# SUBLIMATION ISSUE HELP!!



## KINGDOM_PRINT (Feb 14, 2021)

So i bought a used A3 sublimation printer and my prints are not coming off and yes settings etc are perfect as i use a a4 printer and everything is fine, Im not sure how long ink has been in printer for could this be issue to my prints not transferring i use 100% poly,I have a video but cant post it
BEFORE









AFTER


----------



## webtrekker (Jan 28, 2018)

1. Are you sure this is sublimation ink? What brand is it?
2. What is the make of the printer?
3. Are you sure that is 100% polyester materia and not a poly/cotton mixl? Try pressing on 100% WHITE polyester and show us the result.
4. Are you using an ICC profile?


----------



## splathead (Dec 4, 2005)

It doesn't look like that is sublimation ink on your pre-pressed transfer. Ink is too dark. Sublimation ink is dull.

What are your time & temperature settings?


----------



## KINGDOM_PRINT (Feb 14, 2021)

Yes im sure and using same icc profile i use for my Epson a4 printer and this is a BROTHER MFC J6510DW A3 sublimation printer not sure of ink as was in machine when i got it but suspect thats what the issue is, And like i said yes its 100poly i use my other printer and have printed on this many of times


----------



## KINGDOM_PRINT (Feb 14, 2021)

This was done with my a4 Epson Printer perfect


----------



## KINGDOM_PRINT (Feb 14, 2021)

splathead said:


> It doesn't look like that is sublimation ink on your pre-pressed transfer. Ink is too dark. Sublimation ink is dull.
> 
> What are your time & temperature settings?


204 Degrees for 40sec same i use with my other printer


----------



## TABOB (Feb 13, 2018)

Can you really not see that this is not sublimation ink?


----------



## KINGDOM_PRINT (Feb 14, 2021)

TABOB said:


> Can you really not see that this is not sublimation ink?

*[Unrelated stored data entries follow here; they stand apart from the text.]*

PR #369, opened 2014-04-08
Add SAT>IP support (remote network tuners)

perexg:
This code adds initial support for remote SAT>IP tuners (servers). I touched slightly other parts, too.

### DIFF
--- a/src/descrambler/capmt.c
+++ b/src/descrambler/capmt.c
@@ -1074,6 +1074,8 @@ capmt_service_start(service_t *s)
         tvhlog(LOG_DEBUG, "capmt",
           "New caid 0x%04X for service \"%s\"", c->caid, t->s_dvb_svcname);
 
+        mpegts_table_register_caid(((mpegts_service_t *)s)->s_dvb_mux, c->caid);
+
         /* add it to list */
         cce             = calloc(1, sizeof(capmt_caid_ecm_t));
         cce->cce_caid   = c->caid;
--- a/src/descrambler/cwc.c
+++ b/src/descrambler/cwc.c
@@ -2031,6 +2031,8 @@ cwc_service_start(service_t *t)
 
     if (ct) continue;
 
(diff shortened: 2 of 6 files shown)


perexg:
Little note for gssbox (and compatible boxes - IDL4K firmware) owners:

There is a new workaround in the latest tvh code which should fix ocassional RTSP 404 errors (bad tunes). I was able to hit this error when I set idle scan for 3 tuners. Basically, the firmware sometimes closed the RTSP connection with 404 error code after new SETUP because previous session was alive (even after TEARDOWN), so another - extra TEARDOWN command must be send to device with previous session and stream IDs to close the old (obsolete) streaming.

clandmeter:
@perexg there seems to be a newer firmware according to http://www.vdr-portal.de/board19-verschiedenes/board52-andere-hardware/p1227048-howto-idl4k-basierte-boxen-modifizieren-digibit-r1-dsi-400-idl400s/#post1227048
Have you tried it?

perexg:
@clandmeter : According this https://github.com/jollyjinx/idl4k/commit/6049416df7150308e59a320a5e8817519e4091e8 (yes, some parts of firmware are now available in sources), only some multicast streaming issues were fixed in V1.17.0.120 . But I'll try.

clandmeter:
I think i also had issues with my network, and i see a patch for the realtek nic. I will also give it a try.

perexg:
The 404 error is also in V1.17.0.120:

<pre>
[   INFO] subscription: 0141: "scan" subscribing to mux, weight: 1, adapter: "SAT>IP DVB-S Tuner #1 (192.168.100.236)", network: "DVB-S 1W", mux: "11843V"
[WARNING] satip: SAT>IP DVB-S Tuner #1 (192.168.100.236) - RTSP 404 ERROR (retrying)
[ INFO] satip: extra shutdown done for session D51C71EE
</pre>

No the prints look similar to my epson sublimation printer or i wouldnt be asking, The guy I bought it off said it was sublimation ink and he had done sublimation with it.


----------



## splathead (Dec 4, 2005)

KINGDOM_PRINT said:


> Yes im sure and using same icc profile i use for my Epson a4 printer and this is a BROTHER MFC J6510DW A3 sublimation printer not sure of ink as was in machine when i got it but suspect thats what the issue is, And like i said yes its 100poly i use my other printer and have printed on this many of times


Well if you're sure...

Even your after pressing transfer picture shows more black than my pre-pressing printed transfer would show.

Perhaps it's the use of an Epson profile in a Brother printer. Profiles are both ink and printer specific. Both criteria are different between the epson vs the brother.

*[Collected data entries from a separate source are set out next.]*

PR #388, opened 2014-05-11
[Power] Implemented power-up/down functionality

schreibubi:
Implement all the required functionalities to shut-down the tvheadend server when it is idle and restart the tvheadend server before an upcoming recording.

### DIFF
--- a/Makefile
+++ b/Makefile
@@ -117,10 +117,12 @@ SRCS =  src/version.c \
 	src/rtsp.c \
 	src/fsmonitor.c \
 	src/cron.c \
+	src/power.c \
 	src/esfilter.c
 
 SRCS-${CONFIG_UPNP} += \
 	src/upnp.c
+
 
 SRCS += \
 	src/api.c \
@@ -274,7 +276,7 @@ endif
 # File bundles
 SRCS-${CONFIG_BUNDLE}     += bundle.c
 BUNDLES-yes               += docs/html docs/docresources src/webui/static
-BUNDLES-yes               += data/conf
+BUNDLES-yes               += data/conf bin
 BUNDLES-${CONFIG_DVBSCAN} += data/dvb-scan
 BUNDLES                    = $(BUNDLES-yes)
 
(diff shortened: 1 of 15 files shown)


fda77:
@perexg: Thanks! Did not noticed this before, im a beginner.
Btw, addin value to post-record script would be okay for my usage, because I want to hibernate and so the value does not change

fda77:
Uh, the script seems not to be for users. First some modules and tools where missing. Then some where in another place in my system (eg /usr/bin/dbus-launch) and then
```X11 initialization failed.```
.. but i've no X server installed :((

Hedda:
This might be dead now, but FYI, the terminology this feature is called "real-time clock alarm" when talking about the standard computer BIOS/UEFI functionality which is built-into most computers based on ACPI BIOS or UEFI and have a RTC (Real-Time Clock).

https://en.wikipedia.org/wiki/Real-time_clock_alarm

The feature is also often refered to as WoRTC (Wake on RTC) or WOT (Wake-On-Time), the latter abbreviation  WOT I believe was chosen because it follow a similar name-standard to WOL (Wake-On-LAN).

Btw, I think that this is a very nice DVR set-top box appliance-like function to have for a PVR software like Tvheadend, and it is also a feature which is available in MythTV, see: http://www.mythtv.org/wiki/ACPI_Wakeup

git-developer:
Just for the record and probably years too late:
> 
> 
> While I don't argue this can be useful, I may suggest that unless tvheadend is the only function that needs to wakeup/sleep the device this is not the right place to take this sleep/restore decision: it should be a centralized and tvheadend being only a client. If other software programs the RTC (or even if something is programed directly in the BIOS) it may well screw up the other wakeup

This idea was taken into account for the development of [git-developer/autosuspend](https://github.com/git-developer/autosuspend) and [languitar/autosuspend](https://github.com/languitar/autosuspend).

Flole998:
With #1845 it is now possible to use external software to get information about the next tvheadend event and when to wake up the system again. Adding the suspend/wake functionality to Tvheadend would be out of scope.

Maybe test by printing a generic printed transfer without using your epson profile.


----------



## KINGDOM_PRINT (Feb 14, 2021)

splathead said:


> Well if you're sure...
> 
> Even your after pressing transfer picture shows more black than my pre-pressing printed transfer would show.
> 
> ...


Yes but surely using a different profile will not change a thing as the ink is still the same and will still print onto paper, I have ordered new sublimation ink and new empty cartridges to fill after all i have tried just about everything else and if printer was in storage and ink was sitting for awhile could be bad


----------



## NoXid (Apr 4, 2011)

KINGDOM_PRINT said:


> Yes but surely using a different profile will not change a thing as the ink is still the same and will still print onto paper, I have ordered new sublimation ink and new empty cartridges to fill after all i have tried just about everything else and if printer was in storage and ink was sitting for awhile could be bad


Yeah, either that ink has somehow gone bad, or it isn't actually sublimation ink. Must be the former, if the guy was telling you the truth.


----------



## TABOB (Feb 13, 2018)

KINGDOM_PRINT said:


> No the prints look similar to my epson sublimation printer or i wouldnt be asking, The guy I bought it off said it was sublimation ink and he had done sublimation with it.


I don't think he was telling the truth.
The way sublimation goes bad by separating and clumping up.
It will still sublimate, but may clog the print-head. 
This one does neither... so it's not sublimation ink.


----------